In his early days, Fassbinder was however a great appropriator of other people’s styles, and of course he had to be; he had no film training and yet he was making five or six productions a year. Of course he had to sponge it up from somewhere.

One of the bizarrely dressed bunch playing here is Margit Carstensen, who plays Magarethe, the keenest of the female followers of the shepherd prophet Boehm. Margit Carstensen questions the prophet on the Mother of God and demands that he give up shepherding; she offers him her house and her possessions, and her body is very likely included. It is after all one of the great mysteries of religious life, and has been since time began, how cult leaders and Messianic pretenders attract so many willing female followers.

It’s testament to Fassbinder’s brilliant disregard for so many conventions that he is happy to shoot his quasi-medieval scenes in a field of billowing grass while a truck drives past in the far distance. He is the only director in the world who would not have yelled ‘cut!’ when it came into shot. The simple reason why is that Fassbinder believed in his dramatic content, and although the camera shots are always well composed, continuity and historical details mean nothing to him. It’s amazing that people have criticised, for example, BERLIN ALEXANDERPLATZ, because the table cloths and ashtrays are not period – just the sort of shit the genius Fassbinder could do without.

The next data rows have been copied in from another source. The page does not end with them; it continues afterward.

PR #1412, opened 2021-04-13
Do not restrict to alpha-1

jordisala1991:
## Subject

I am targeting this branch, because this is the one.

## Changelog

```markdown
### Added
- Add compatiblity with all SonataAdmin 4.0 versions
```

### DIFF
--- a/composer.json
+++ b/composer.json
@@ -91,6 +91,7 @@
             "Sonata\\DoctrineORMAdminBundle\\Tests\\": "tests/"
         }
     },
+    "minimum-stability": "alpha",
     "scripts": {
         "post-install-cmd": [
             "[ $COMPOSER_DEV_MODE -eq 0 ] || vendor/bin/simple-phpunit install"
--- a/composer.json
+++ b/composer.json
@@ -29,7 +29,7 @@
         "doctrine/doctrine-bundle": "^2.3",
         "doctrine/orm": "^2.5",
         "doctrine/persistence": "^2.0",
-        "sonata-project/admin-bundle": "4.0.0-alpha-1",
+        "sonata-project/admin-bundle": "^4.0",
         "sonata-project/exporter": "^2.0",
         "sonata-project/form-extensions": "^1.4",
         "symfony/config": "^4.4 || ^5.2",


composer.json
```diff
@@ -91,6 +91,7 @@
             "Sonata\\DoctrineORMAdminBundle\\Tests\\": "tests/"
         }
     },
+    "minimum-stability": "alpha",
```
jordisala1991, line 94: We can modify or remove this when we release betas, rcs, and finally the sable version.

jordisala1991:
The only thing to adjust when we break bc with alpha 1 is the conflict section, to avoid installing older alpha version.

composer.json
```diff
@@ -47,6 +47,7 @@
     },
     "conflict": {
         "simplethings/entity-audit-bundle": ">=2.0",
+        "sonata-project/admin-bundle": "4.0.0-alpha",
```
jordisala1991, line 50: this packagist version needs to be removed @rande

core23: Not sure if we need this. An alpha version is always risky

jordisala1991: Yes, but that was tagged accidentaly, the correct one is 4.0.0-alpha-1

core23: I know, but we should remove the conflict once the tagged release was removed from packagist.

jordisala1991: Agree, once the tagged release is removed, I will change this file again.

franmomu (approved):
After this, I'll do the same in https://github.com/sonata-project/SonataTranslationBundle/pull/477

composer.json
VincentLanglet: The conflict is not needed.
The release `4.0.0-alpha` has the same code than the `4.0.0-alpha-1` one.

VincentLanglet (changes requested):

composer.json
jordisala1991: Removed

VincentLanglet (approved):

composer.json
```diff
@@ -29,7 +29,7 @@
         "doctrine/doctrine-bundle": "^2.3",
         "doctrine/orm": "^2.5",
         "doctrine/persistence": "^2.0",
-        "sonata-project/admin-bundle": "4.0.0-alpha-1",
+        "sonata-project/admin-bundle": "^4.0",
```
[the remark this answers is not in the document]
VincentLanglet: Also we should keep in mind that the 4.0-alpha-2 won't work with every futur alpha.
So maybe we should add a conflict for the futur alpha ?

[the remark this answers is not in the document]
jordisala1991: I dont understand, please take a look at the build, there is already one checking against dev master and it is working just fine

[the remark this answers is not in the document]
VincentLanglet: This is my issue:
Let's say we're merging https://github.com/sonata-project/SonataAdminBundle/pull/7022, it introduce a BC-break and a new feature. How can we add compatibility in the persistence bundle ?
- If we only use `^4.0`, we cannot use the last commit of SonataAdmin.
- If we release an alpha-2 from SonataAdmin, during the time we add compatibility, people could load the alpha2 from SonataAdmin with the alpha1 from this bundle.

So how do we do ?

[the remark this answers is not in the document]
VincentLanglet: I'm not sure this PR is fixing the right thing.
We shouldn't allow more alpha than the alpha 1 since we cannot be sure it will work for others alpha.

If I understand correctly we want to fix the build 
```
Test / PHP 8.0 + highest + sonata-project/admin-bundle:"dev-master" (pull_request)
```
from another bundle.

Maybe the only change to do is something like `4.0.0-alpha-1 || dev-master` ?
Or maybe it's just an issue from the other bundle, which should run 
```
Test / PHP 8.0 + highest + sonata-project/admin-bundle:"4.0.0-alpha-1" (pull_request)
```
instead of dev-master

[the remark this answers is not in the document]
jordisala1991: > This is my issue:
> 
> Let's say we're merging https://github.com/sonata-project/SonataAdminBundle/pull/7022, it introduce a BC-break and a new feature. How can we add compatibility in the persistence bundle ?
> 
> - If we only use `^4.0`, we cannot use the last commit of SonataAdmin.
> 
> - If we release an alpha-2 from SonataAdmin, during the time we add compatibility, people could load the alpha2 from SonataAdmin with the alpha1 from this bundle.
> 
> 
> 
> So how do we do ?

If you merge a pr that breaks bc, this master branch will start to fail on the dev-master build. Then when you want to fix it, you should add a conflict with alpha1 and only let install dev-master (through minimum stability dev)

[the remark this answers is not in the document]
VincentLanglet: Ok, so we're gonna update often this composer json.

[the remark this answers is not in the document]
jordisala1991: I think so

VincentLanglet (approved):

core23 (approved):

Carstensen’s character very clearly lusts after the visionary shepherd, but is also interested in social advancement too. ‘Will the Virgin appear to you here?’ she asks Boehm when she invites him in to her house. ‘No,’ he says,’ she only appears outdoors, she doesn’t like enclosed spaces.’

And Carstensen, serene, beautiful, dignified and a versatile and composed actress, also does plenty crazy stuff, such as the great God loves me! Fire in my Womb! monologue in which she is Lady Macbeth, Hamlet and Clytemnestra all in one.